● Provided records:
»»
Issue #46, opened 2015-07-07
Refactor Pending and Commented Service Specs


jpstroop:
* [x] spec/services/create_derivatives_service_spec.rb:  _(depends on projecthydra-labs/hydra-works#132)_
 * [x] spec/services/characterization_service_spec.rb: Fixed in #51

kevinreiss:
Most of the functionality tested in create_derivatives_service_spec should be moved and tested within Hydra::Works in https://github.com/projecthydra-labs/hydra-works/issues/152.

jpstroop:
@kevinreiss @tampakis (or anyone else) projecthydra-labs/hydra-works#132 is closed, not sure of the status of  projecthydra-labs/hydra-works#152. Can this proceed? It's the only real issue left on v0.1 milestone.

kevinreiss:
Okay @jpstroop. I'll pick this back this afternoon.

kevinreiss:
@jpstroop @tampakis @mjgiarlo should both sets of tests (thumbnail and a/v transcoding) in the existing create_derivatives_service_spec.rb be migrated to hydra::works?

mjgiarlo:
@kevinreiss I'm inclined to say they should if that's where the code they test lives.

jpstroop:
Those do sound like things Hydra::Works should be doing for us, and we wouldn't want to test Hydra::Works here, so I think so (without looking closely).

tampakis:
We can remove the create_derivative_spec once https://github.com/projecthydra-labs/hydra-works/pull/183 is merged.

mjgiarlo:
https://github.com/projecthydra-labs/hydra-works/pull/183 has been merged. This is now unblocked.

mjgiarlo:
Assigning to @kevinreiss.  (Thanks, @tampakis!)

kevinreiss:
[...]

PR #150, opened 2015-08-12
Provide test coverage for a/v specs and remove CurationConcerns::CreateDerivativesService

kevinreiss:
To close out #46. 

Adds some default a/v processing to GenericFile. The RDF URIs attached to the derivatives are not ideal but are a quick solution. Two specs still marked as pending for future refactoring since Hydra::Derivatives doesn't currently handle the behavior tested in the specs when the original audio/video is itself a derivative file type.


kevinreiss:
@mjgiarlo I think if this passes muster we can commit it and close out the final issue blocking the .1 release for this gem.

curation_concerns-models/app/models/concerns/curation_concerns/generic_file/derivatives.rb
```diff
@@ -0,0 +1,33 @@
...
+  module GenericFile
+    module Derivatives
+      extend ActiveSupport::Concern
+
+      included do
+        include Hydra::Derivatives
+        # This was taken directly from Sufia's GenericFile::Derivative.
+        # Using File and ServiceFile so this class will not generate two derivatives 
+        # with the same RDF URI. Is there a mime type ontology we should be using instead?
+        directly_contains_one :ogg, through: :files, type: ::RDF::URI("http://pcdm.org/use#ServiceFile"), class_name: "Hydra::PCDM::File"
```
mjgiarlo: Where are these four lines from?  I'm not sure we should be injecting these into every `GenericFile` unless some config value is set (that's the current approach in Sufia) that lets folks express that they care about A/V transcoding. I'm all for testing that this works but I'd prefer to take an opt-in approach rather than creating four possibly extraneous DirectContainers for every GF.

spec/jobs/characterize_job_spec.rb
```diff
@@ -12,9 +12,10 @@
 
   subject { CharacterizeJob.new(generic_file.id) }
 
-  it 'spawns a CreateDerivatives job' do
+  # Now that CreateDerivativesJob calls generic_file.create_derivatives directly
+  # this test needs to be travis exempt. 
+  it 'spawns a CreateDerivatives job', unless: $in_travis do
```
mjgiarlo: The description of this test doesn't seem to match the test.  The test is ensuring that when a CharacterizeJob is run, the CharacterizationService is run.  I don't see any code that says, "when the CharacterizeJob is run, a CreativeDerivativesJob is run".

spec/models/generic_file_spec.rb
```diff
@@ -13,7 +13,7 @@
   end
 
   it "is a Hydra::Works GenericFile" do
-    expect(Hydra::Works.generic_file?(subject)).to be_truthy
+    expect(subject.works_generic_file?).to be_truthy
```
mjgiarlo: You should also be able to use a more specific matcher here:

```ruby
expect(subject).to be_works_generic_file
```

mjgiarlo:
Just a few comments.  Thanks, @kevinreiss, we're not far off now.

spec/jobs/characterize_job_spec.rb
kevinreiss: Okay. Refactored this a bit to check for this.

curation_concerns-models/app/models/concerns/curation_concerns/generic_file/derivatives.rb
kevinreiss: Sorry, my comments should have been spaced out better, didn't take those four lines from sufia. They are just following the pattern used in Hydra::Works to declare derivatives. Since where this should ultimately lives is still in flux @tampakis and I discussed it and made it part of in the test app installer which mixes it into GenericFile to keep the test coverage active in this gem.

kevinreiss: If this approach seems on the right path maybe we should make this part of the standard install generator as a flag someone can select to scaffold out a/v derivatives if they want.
««
»»
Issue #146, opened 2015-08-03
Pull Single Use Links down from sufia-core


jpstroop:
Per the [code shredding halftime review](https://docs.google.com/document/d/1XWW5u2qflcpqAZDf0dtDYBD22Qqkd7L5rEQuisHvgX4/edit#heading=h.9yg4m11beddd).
««
● Work task: Find all lines in the records that hold the word "services". Copy them.

● Reply to the exercise:
* [x] spec/services/create_derivatives_service_spec.rb:  _(depends on projecthydra-labs/hydra-works#132)_
 * [x] spec/services/characterization_service_spec.rb: Fixed in #51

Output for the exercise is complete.